P.S.: I've even tried checking the mallocs' results, but it doesn't seem to be the problem either, so I removed it for the sake of simplicity.
I think the following code is normal (and malloc/free is similar):
int foo(){
FILE *fp = fopen("test.in", "r");
int i;
for(i = 0; i < NUM; i ++){
if(Match(fp, i)){
fclose(fp);
return i;
}
}
fclose(fp);
return 0;
}
As we can see fclose(fp) appears twice in the code. It will appear more if there are other return statements in the function foo. However, it is troublesome that I have to write fclose(fp) many times. One solution is just one return for one function. However, multiple returns is sometimes useful. Is there any other solution?
PS: As I know, there is a macro(with-open-file) in lisp.
(with-open-file (stream-var open-argument*)
body-form*)
It could open and close file for us.
The use of break often helps:
int foo() {
FILE *fp = fopen("test.in", "r");
int i, result;
result = 0;
for(i = 0; i < NUM; i ++){
if(Match(fp, i)){
result = i;
break;
}
}
fclose(fp);
return result;
}
In the source code of linux kernel, there are many functions that have to take care of locks and other resource on return. And they conventionally add a cleanup label at the end of the function, and goto there whenever early return occurs. I personally recommend this usage to avoid duplicate code, and maybe this is the only sane usage of goto.

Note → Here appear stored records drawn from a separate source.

PR #1483, opened 2017-12-14
Upgrade to babel 7, and include Prettier optimization

azz:
Closes #1312

At the moment the build fails with 

```
TypeError: Property declaration of ExportNamedDeclaration expected node to be of a type ["Declaration"] but instead got "ExpressionStatement"
```

Maybe related to https://github.com/facebook/regenerator/pull/319?

<details>
<summary>Build Error</summary>

```
ERROR in ./js/repl/loadBabel.js
Module build failed: TypeError: Property declaration of ExportNamedDeclaration expected node to be of a type ["Declaration"] but instead got "ExpressionStatement"
    at Object.validate (/Users/azz/code/babel-website/node_modules/@babel/types/lib/definitions/utils.js:88:13)
    at Object.validate (/Users/azz/code/babel-website/node_modules/@babel/types/lib/validators/validate.js:15:9)
    at NodePath._replaceWith (/Users/azz/code/babel-website/node_modules/@babel/traverse/lib/path/replacement.js:169:7)
    at NodePath.replaceWith (/Users/azz/code/babel-website/node_modules/@babel/traverse/lib/path/replacement.js:153:8)
    at Object.replaceWithOrRemove (/Users/azz/code/babel-website/node_modules/regenerator-transform/lib/util.js:49:10)
    at PluginPass.<anonymous> (/Users/azz/code/babel-website/node_modules/regenerator-transform/lib/visit.js:156:16)
    at PluginPass.<anonymous> (/Users/azz/code/babel-website/node_modules/regenerator-transform/lib/util.js:27:17)
    at newFn (/Users/azz/code/babel-website/node_modules/@babel/traverse/lib/visitors.js:223:21)
    at NodePath._call (/Users/azz/code/babel-website/node_modules/@babel/traverse/lib/path/context.js:64:19)
    at NodePath.call (/Users/azz/code/babel-website/node_modules/@babel/traverse/lib/path/context.js:38:17)
 @ ./js/repl/Repl.js 26:40-62
 @ ./js/repl/index.js
 @ multi (webpack)-dev-server/client?http://localhost:34512 webpack/hot/dev-server ./js/repl/index.js
```
</details>

Any ideas?

PR #1600, opened 2018-03-08
[WIP] Initial Sandpack Proof of Concept

CompuIves:
This is my initial POC for Sandpack, it's reaaaally rough right now because I don't have more time today. One thing I'd like to do is wrap the existing CodeMirror panels in `SandpackConsumer`s, because those are already styled perfectly. I'm also thinking of exposing the `Error` field on the Sandpack state.

### DIFF
--- a/js/repl/Repl.js
+++ b/js/repl/Repl.js
@@ -5,6 +5,7 @@ import "regenerator-runtime/runtime";
 import { css } from "emotion";
 import debounce from "lodash.debounce";
 import React from "react";
+import {SandpackProvider, CodeMirror, TranspiledCodeView} from 'react-smooshpack';
 import { prettySize } from "./Utils";
 import ErrorBoundary from "./ErrorBoundary";
 import CodeMirrorPanel from "./CodeMirrorPanel";
@@ -34,6 +35,7 @@ import {
 import WorkerApi from "./WorkerApi";
 import scopedEval from "./scopedEval";
 import { colors, media } from "./styles";
+
 
 import type {
   BabelPresets,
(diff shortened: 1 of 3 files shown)


hzoo:
Deploy preview for *babel-new* failed.

Built with commit 0aba0222b68ce2c1eb55c91742bb53fb75674ed7

https://app.netlify.com/sites/babel-new/deploys/5aa1b5c5fd0efa49cf68403c

CompuIves:
Ah I went ahead and started to reuse the existing components, was simpler than I thought!

hzoo:
Dang it feels super fast!?

xtuc:
> Dang it feels super fast!?

wow it's really super fast, Ives :heart_eyes:

js/repl/Repl.js
```diff
@@ -243,16 +255,25 @@ class Repl extends React.Component {
...
+                  && sandpack.managerState.transpiledModules['/index.js:'].source.compiledCode}
+                errorMessage={state.evalErrorMessage}
+                fileSize={state.meta.compiledSize}
+                info={state.debugEnvPreset ? state.envPresetDebugInfo : null}
+                options={options}
+                placeholder="Compiled output will be shown here"
+              />
+            )}
+          </SandpackConsumer>
+        </SandpackProvider>
```
xtuc: That is really looking super nice. We can even conserve our styling, right?

CompuIves: Yes! It's set up pretty flexible, in this case we can just give Babel the state of our bundler and that can be used in the UI. 😄

CompuIves:
There are some things that still need to be done and I could get help with:

- [ ] Generate a `.babelrc` based on the sidebar state.
- [ ] Add a File Explorer in the sidebar to view `.babelrc` and `/index.js`.
- [ ] Remove the existing Babel worker.
- [ ] Move things like File Size etc. over to the compiled code coming from Sandpack.
- [ ] In babel standalone, externalize `fs` and expose `processOptions` as `Babel.processOptions`. This way we can use `fs` in Babel transpilation.
- [ ] Add `Open in CodeSandbox` button somewhere, the component for this is already exported by `Sandpack`.

And these are some things that should still come to Sandpack, I can look at the first one today:

- [ ] Add an `errors` array field on `managerState`.
- [ ] Create a Babel template (I'll do this later).

If there's anyone interested in helping, I'd really appreciate it 😄. Just take something from the list of todos if you're interested!

CompuIves:
I got the bundle from 3.2MB to 1.7MB.

I think we can still improve the bundle size, I believe that the Netlify build server doesn't have `NODE_ENV=production`, which causes the bundle to include source maps from `emotion`. If `NODE_ENV=production` we'll get a build that's 424KB (not gzipped).

hzoo:
If we do https://github.com/babel/website/pull/1483 or update to v7 you can use `<>` instead of React.Fragement altogether it's really not a big deal.

existentialism:
TODO items for me:

- [ ] Generate `babel-transpiler.json` based on incoming query params to support previewing PRs, etc.
- [ ] Fix 3rd party plugins loading
- [ ] Fix eval
- [ ] Fix prettier
- [ ] Fix minifier

PR #1604, opened 2018-03-14
Fix on-page nav scroll

microbouji:
This fixes a css bug with the height of the on-page nav so that it's visible even when the nav is too short and the page is scrolled to the bottom.

We can wait for this to be upstreamed to docusaurus, or push now and remove it with next docusaurus version bump.


hzoo:

Built with commit ff30f9f4ee49117ee4d3d15a22835ee5c7d9cb80

https://deploy-preview-1604--babel-new.netlify.com

PR #1625, opened 2018-04-13
Clean docs frontmatters to remove warnings

microbouji:
Invalid fields in the docs front matter like `layout` and `description` cause warnings when building or running docusaurus.

I removed the fields from current version docs, and updated the download-readmes script to place comment outside of front matter in https://github.com/babel/website/commit/62218c459d28ed82676892c4b374e0374d0523df.

Old version docs don't cause any warnings but I still removed them for consistency. Manually edited the 7 files in https://github.com/babel/website/commit/eaea5cc72dd763317f52ce756d997e84636f9aac, and did a find and replace in https://github.com/babel/website/commit/ca23dc32da4b7ce00185c02a0d9c2ee4f849971e.

### DIFF
--- a/website/versioned_docs/version-6.x/generator.md
+++ b/website/versioned_docs/version-6.x/generator.md
@@ -1,5 +1,4 @@
 ---
-# Don't edit this file directly, it was copied using scripts/download-readmes.js: 
 id: version-6.x-babel-generator
 title: babel-generator
 sidebar_label: babel-generator
--- a/docs/babelrc.md
+++ b/docs/babelrc.md
@@ -1,7 +1,5 @@
 ---
 title: .babelrc
-description: How to use a .babelrc
-
 id: babelrc
 ---
 
--- a/docs/caveats.md
+++ b/docs/caveats.md
@@ -1,7 +1,5 @@
 ---
 title: Caveats
-description: Just some things to keep in mind when using Babel.
-
 id: caveats
 ---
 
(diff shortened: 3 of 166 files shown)


hzoo:

Built with commit ca23dc32da4b7ce00185c02a0d9c2ee4f849971e

https://deploy-preview-1625--babel-new.netlify.com

website/versioned_docs/version-6.x/generator.md
```diff
@@ -1,5 +1,4 @@
 ---
-# Don't edit this file directly, it was copied using scripts/download-readmes.js:
```
hzoo: I guess these are versioned/ anyway so no need to do have anything here?

microbouji: Yes, so I removed the comment and only left the stuff required by docusaurus like id, original_id etc. Or do you mean we should leave the comment there as well?

hzoo: The purpose of the comments are just so people don't try to modify the files that are imported from other repos. However because if this issue we were thinking we should just move all the docs to this repo and just link to the website instead as the readmes

microbouji: That would certainly make things easier. The way it currently is can also work though. Current version in /docs dynamic with the "don't edit" comment, past versions in /versioned committed to this repo. A script can be written to strip the comments in /versioned after a new version is cut. A little more work, but maybe worth it to avoid that extra click from the npm readme page.

hzoo: yeah the issue is that the linking and everything just doesn't work when the file is generated so it seems like it makes more sense to have generic information in the readmes in the babel/babel repo and then link to the "real" docs on this repo instead.

PR #5, opened 2024-05-24
refactor: extract outlet context as a outside context

Innei:
For better typescript intelligence and maintenance


Innei:
I don't really recommend using getters and setters for state in OutletContext, I think I can use jotai or zustand to manage that later, I'll work on this

DIYgod:
> I don't really recommend using getters and setters for state in OutletContext, I think we can use jotai or zustand to manage that later, I'll work on this

Great! Thanks so much!

PR #7, opened 2024-05-25
fix: downgrade eslint to v8 let it works, and apply lint and fix some code

Innei:


Innei:
Set `eslint.codeActionsOnSave.rules` vscode's config, to ignore some eslint rules in auto-fix save action

PR #12, opened 2024-05-25
feat: dark mode

hyoban:
Supporting dark mode earlier can reduce the pain of late-stage adaptation and prevent us from writing hard-coded colors.

The colors of some locations may still need to be adjusted later.

ScreenShot 2024-05-25 23 57 42
ScreenShot 2024-05-25 23 58 28
ScreenShot 2024-05-26 00 03 23
ScreenShot 2024-05-25 23 59 14


DIYgod:
I think it's unnecessary to place the toggle button in such a valuable position on the homepage; putting it in Settings -> General might be a better approach.

hyoban:
Moved to settings page

image

PR #36, opened 2024-06-04
feat: subscription store and unread store, unread calcaulation logic

Innei:

Based on https://github.com/RSSNext/follow-server/pull/14

# Main Changes

Support unread store and subscription store


src/renderer/src/hooks/useUpdateEntry.tsx
```diff
@@ -1,4 +1,4 @@
-import type { EntriesResponse, ListResponse } from "@renderer/lib/types"
+import type { EntriesResponse, ListResponse } from "@renderer/models"
 import { Queries } from "@renderer/queries"
 import type { Response as SubscriptionsResponse } from "@renderer/queries/subscriptions"
```
DIYgod, line 3: `Response` does not exist

DIYgod (changes requested):

DIYgod (approved):
image

In my local scenario, some numbers are missing 🤯

PR #45, opened 2024-06-06
refactor: to api client

Innei:


src/renderer/src/lib/api-fetch.ts
```diff
@@ -0,0 +1,46 @@
...
+      if (options.body instanceof FormData) {
+        options.body.append("csrfToken", csrfToken)
+      } else {
+        (options.body as Record<string, unknown>).csrfToken = csrfToken
+      }
+    }
+  },
+})
+
+export const apiClient = hc<AppType>(import.meta.env.VITE_API_URL, {
```
hyoban, line 24: Looks like we can use `apiFetch` now

DIYgod (approved):

PR #73, opened 2024-06-19
refactor: feed store and struture route params

Innei:
This PR refactors the feedStore so that instead of logging the active state to the store, it now logs it to the URL, which makes use of the browser's forward/backward history stack and preserves the current page after a reload.

Also, optimized some re-render performance.

Due to a lot of refactoring, we need help testing some scenarios.

https://github.com/RSSNext/follow/assets/41265413/eb23fb8c-bde2-4947-9f3c-7479f37601a0


Innei:
before:
https://github.com/RSSNext/follow/assets/41265413/2d097867-a9ca-4ad3-bbe7-2c54ebf329b9

now:
https://github.com/RSSNext/follow/assets/41265413/516ff5a6-18d0-4dba-88ee-9743c140ac76

PR #89, opened 2024-06-25
feat: add discover feed form from rsshub

Innei:
# 🎉 Feature

More user-friendly RSSHub parameter input, import discovered feed from RSSHub

https://github.com/RSSNext/follow/assets/41265413/b4ec1c9f-198b-46f2-9c05-32628087c73a


src/renderer/src/modules/discover/types.ts
```diff
@@ -0,0 +1,33 @@
+export type RSSHubRouteType = Record<string, RSSHubRouteDeclaration>
+export interface RSSHubRouteDeclaration {
+  routes: Routes
+  name: string
+  url: string
+}
+type Routes = Record<string, RSSHubRoute>
+export type RSSHubRoute = {
+  path: string
```
TonyRL, line 9: path can be `string[]` as well. 
https://github.com/RSSNext/follow/blob/9301a186d60b76b3dfe57bd7eb127707b9d72da9/src/renderer/src/modules/discover/example-data.json#L896-L898

Innei: Yes, but we've done the processing at the server to prioritize the first item, so it's always string here

src/renderer/src/atoms/sidebar.ts
```diff
@@ -0,0 +1,11 @@
+import { createAtomHooks } from "@renderer/lib/jotai"
+import { atom } from "jotai"
+
+export const [
+  ,
```
zhangmo8, line 5: remove this

src/renderer/src/components/ui/markdown/plugins/container.ts
```diff
@@ -0,0 +1,31 @@
...
+  getMd: () => MarkdownIt,
+): ContainerArgs {
+  return [
+    container,
+    klass,
+    {
+      render(tokens, idx, _options, env: { references?: any }) {
+        const md = getMd()
+        const token = tokens[idx]
+        const info = token.info.trim().slice(klass.length).trim()
```
zhangmo8, line 19:
```suggestion
        const info = token.info.trim()?.slice(klass.length)?.trim()
```

Innei: This code was copied from vitepress, there are no problems here.

zhangmo8 (approved):
LGTM

DIYgod (approved):

PR #97, opened 2024-06-28
feat: local db

Innei:
## Why

To solve the problem of slow JSON persistence, this refactoring uses indexeddb to store data.
And we added a new option to enable or disable the use of offline data.

Fixed the problem of not being able to read star entries in offline mode.

## Performance

After testing 1680+ data items in Entry, it takes ~150ms (async time will not block ui) to reorganize all the data references and logic calculations.

This is at least 1x less than the JSON processing time.


src/renderer/src/store/entry/hooks.ts
```diff
@@ -27,7 +29,14 @@ export const useEntryIdsByFeedId = (feedId: string, filter?: EntryFilter) =>
         return result
       } else if (feedId === FEED_COLLECTION_LIST) {
         // TODO we can't filter collections in local mode by view
```
Innei, line 31:
```suggestion
```

DIYgod (approved):

PR #99, opened 2024-06-30
fix: import circular and claim modal

Innei:


src/renderer/src/queries/feed.ts
```diff
@@ -42,36 +47,40 @@ export const useFeed = ({ id, url }: { id?: string, url?: string }) =>
...
-      id: feedId!,
-    }).invalidateRoot()
-  },
-  async onError(err) {
-    toast.error(await getFetchErrorMessage(err))
-  },
-})
+    onSuccess() {
+      if (!feedId) return
+      Queries.entries
```
Songkeys, line 77: I think this would also cause circular import issue?

DIYgod (approved):

PR #132, opened 2024-07-11
feat: local search

Innei:
To implement local search, need to enable data persist and have cached data locally to use this feature.

Known issues:
Since the data is local, the data is not up-to-date. This may result in outdated results or finding resources that no longer exist on the server.

# Performance

Search in 1800+ entries with `content`

https://github.com/user-attachments/assets/a5be6812-8900-4c91-9f4e-4a9b4e3a5512


DIYgod:
I have trouble clicking to jump to the list

https://github.com/user-attachments/assets/50624a35-e899-4de4-9064-1a17b4031796

PR #152, opened 2024-07-23
build: remove uncessary files

Songkeys:
SCR-20240723-umqq

Only files selected as in screenshot are necessary?

### DIFF
--- a/.github/workflows/build.yml
+++ b/.github/workflows/build.yml
@@ -94,9 +94,21 @@ jobs:
         with:
           name: ${{ matrix.os }}
           path: |
-            out/make/**/*.dmg
+            out/make/**/*.zip
             out/make/**/*.exe
             out/make/**/*.AppImage
+            out/make/**/*.yml
+          retention-days: 90
+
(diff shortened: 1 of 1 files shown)


DIYgod:
zip and yaml files are required for automatic updates.

DIYgod:
> We'll keep the yml files then.
> 
> What about the zip file? Currently, only macos output has a zip file inside which has an `.app` file which is duplicated with the .dmg file bundled, resulting in a x2 artifect file size.

The electron-updater package uses zip files to download updates and explicitly prohibits the use of dmg files. I don't know the reason, but that's how it is.

https://github.com/electron-userland/electron-builder/blob/28c7864bc061dfcc077e1476686e496c33e2e4e5/packages/electron-updater/src/MacUpdater.ts#L89

Songkeys:
What do you think of the current change ⬆️. it separates the .dmg and .zip files for macos so that we don't downlaod a 2x size file.

DIYgod (approved):

PR #160, opened 2024-07-28
fix: incorrectly behavior when click radio label

lawvs:
This pull request fixes an issue where the radio label was not behaving correctly when clicked.

The issue was caused by incorrect usage of the `id` and `htmlFor` attribute in the `Radio` components.

This PR updates components to use the `useId` within `Radio` and respect the ID input by the user.

Before

https://github.com/user-attachments/assets/1c942d5c-a0e3-46ff-8081-d1deeba35704

After

https://github.com/user-attachments/assets/90d02eca-8a08-4908-9075-ceb8177c1953


Innei (approved):
Thank you!

PR #206, opened 2022-12-05
Remove npm token in order to publish to public npm

will-malisch:


gordon-plumb (approved):

MichaelKovalchuk:
why we are publishing to public npm?

PR #208, opened 2022-12-05
Undo changes related to code artifact and match-lms-release

will-malisch:
From what I understand about code artifact packages, they need to be prefixed with @d2l/ so I went with what other private BrightspaceUILabs repos were doing and prefixed the title with @d2l/labs-media-player. Let me know if this works.

### DIFF
--- a/.github/workflows/release.yml
+++ b/.github/workflows/release.yml
@@ -1,7 +1,11 @@
+
 name: Release
 on:
   push:
-    branches: [main, 'release/**']
+    branches:
+      - main
+      - '[0-9]+.x'
+      - '[0-9]+.[0-9]+.x'
 jobs:
   release:
     name: Release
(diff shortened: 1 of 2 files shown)


will-malisch:
UPDATE: looks like there actually are a lot of other repos that I just doing @d2l/<title-of-repo> instead of @d2l/labs-<title-of-repo>. Going to go with the first approach because this will be easier for people trying to install this going forward, and for updating all the references

gordon-plumb (approved):

MichaelKovalchuk (changes requested):
I am not sure we can not merge this PR because the repo must be private first, otherwise the CODEARTIFACT_AUTH_TOKEN, AWS Secrets are not accessible.
I would suggest chatting with Web Platform to figure out the best steps. Possibly:
* Move the code to the `Brightspace` organization media-player private repo
* Use code artifact auth token for publishing the packages

will-malisch:
https://d2l.slack.com/archives/C0PHG3QB0/p1670268048923839

Note: we can put this in BrightspaceUI, it also has AWS/Code artifact secrets

rcausey:
Chatting with @MichaelKovalchuk, let's hold on this

PR #212, opened 2023-01-20
add back isf cut off fix

gordon-plumb:
Removed this fix with the layout slider removal but it is still needed because aspect-ratio is still being set on the media container div. Adding it back prevents videos from being cut off in ISF when the aspect ratio doesn't match the dimensions of the iframe. Need to keep aspect-ratio because transcript viewer relies on it to maintain the size of the player when switching between views.


gordon-plumb:
I think this will require a late add.

MarquisLP (approved):

PR #213, opened 2023-01-20
Adding duration-hint

ktonon:
Measured in seconds, this will be used if the duration determined by the video element's durationchange event is either infinity or not a number. This can happen when using a url for an video which has just been recorded but not uploaded (i.e. a blob)

### DIFF
--- a/media-player.js
+++ b/media-player.js
@@ -85,6 +85,7 @@ class MediaPlayer extends FocusVisiblePolyfillMixin(InternalDynamicLocalizeMixin
 			allowDownload: { type: Boolean, attribute: 'allow-download', reflect: true },
 			autoplay: { type: Boolean },
 			crossorigin: { type: String },
+			durationHint: { type: Number, attribute: 'duration-hint' },
 			hideCaptionsSelection: { type: Boolean, attribute: 'hide-captions-selection' },
 			hideSeekBar: { type: Boolean, attribute: 'hide-seek-bar' },
 			locale: { type: String },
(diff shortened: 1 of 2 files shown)


media-player.js
```diff
@@ -1582,6 +1583,9 @@ class MediaPlayer extends FocusVisiblePolyfillMixin(InternalDynamicLocalizeMixin
 
 	_onDurationChange(e) {
 		this._duration = e.target.duration;
+		if ((!isFinite(this._duration) || isNaN(this._duration)) && this.durationHint) {
+			this._duration = this.durationHint;
+		}
```
MarquisLP, line 1588: `this._duration = e.target.duration` might trigger an update of the component before it gets to the code below. To prevent update inconsistencies, we might want to set `this._duration` only once in this function:

```javascript
const newDuration = e.target.duration;
if ((!isFinite(newDuration)) || ...) {
  this_duration = this.durationHint;
} else {
  this._duration = newDuration;
}
```

ktonon:
Sorry, I'll revert the whitespace changes...

MarquisLP (approved):

ktonon:
Should this be a feature or a bug fix? I'm thinking just bug fix even though it adds a property to the component

MarquisLP:
> Should this be a feature or a bug fix? I'm thinking just bug fix even though it adds a property to the component

Sorry for late reply, but I think `feature` is appropriate since the new property is publicly-accessible outside of the component.

PR #214, opened 2023-03-02
feat: Use getFocusPseudoClass for focus-visible

eKoopmans:
👋 Hi! I'm from team Gaudi.

We [recently added a new approach](https://github.com/BrightspaceUI/core/pull/3215) for the `:focus-visible` selector, and are in the process of phasing out `FocusVisiblePolyfillMixin`. This PR replaces its usage with the new `getFocusPseudoClass`, which returns `:focus-visible` on browsers that support it, and `:focus` on those that don't.

The main benefits here are switching to browser-native tech and removing the overhead of the polyfill, while still having a fallback for the [browsers that don't support focus-visible](https://caniuse.com/?search=focus-visible).

Let me know if you have any questions, thanks!

Rally: https://rally1.rallydev.com/#/?detail=/userstory/685236909367&fdp=true


eKoopmans:
Visual-diff changes look okay to me, there's a large difference on the `video` tests but I think it's just some video rendering difference, or a slightly different frame? Merging them.

dbatiste (approved):

ktonon (approved):

PR #240, opened 2023-07-21
Single lang chapters

MichaelKovalchuk:
Locale was never passed into the player
Because of that, we only ever supported english chapters
Going forward, we will be using a single lang chapters but the existing english localized chapters will continue to work until the migration is complete

### DIFF
--- a/README.md
+++ b/README.md
@@ -51,7 +51,6 @@ npm install @brightspace-ui-labs/media-player
 | duration-hint | Number | 1 | Measured in seconds. If set and the duration cannot be determined automatically, this value will be used instead.
 | hide-captions-selection | Boolean | false | If set, the menu item to configure captions is hidden. |
 | hide-seek-bar | Boolean | false | If set, the seek bar will not be shown. |
-| locale | String | en | If set, will display chapter titles in the given locale when possible. |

An extra layer of indirection can ensure you don't miss an exit from the function:
int foo(FILE *fp)
{
int i;
for(i = 0; i < NUM; i ++){
if(Match(fp, i)){
return i;
}
}
return 0;
}
int foo_wrapper(void)
{
FILE *fp = fopen("test.in", "r");
int out = foo(fp);
fclose(fp);
return out;
}
I'll expand on exception handling via goto (mentioned in #Charles Peng's answer):
You do it something like:
int func(...)
{
...
f = fopen(...);
if (f == NULL) {
log("failed opening blah blah...");
goto err;
}
...
m = malloc(...)
if (m == NULL) {
log("blah blah...");
goto err_close_f;
}
...
if (do_something(...) < 0) {
log("blah blah...");
goto err_close_f;
}
...
r = alloc_resource(...)
if (r == 0) {
log("blah blah...");
goto err_free_m;
}
...
return 0;
err_free_m:
free(m);
err_close_f:
fclose(f);
err:
return -1;
}
The advantage of this is that it's very maintainable. Resource acquisition and release has a somewhat symmetrical look when using this idiom. Also, resource release is out of the main logic, avoiding excessive clutter where it annoys the most. It's quite trivial to check that error handling of functions is right (just check that it jumps to the appropiate point, and that the previous label releases any acquired resource)...
A return statement NOT at the end of a function is the equivalent of a goto statement. Even though it may appear as though some functions are simpler with multiple return statements it has been my experience while maintaining various code bases that the ones with only 1 exit point from every function are easier to maintain.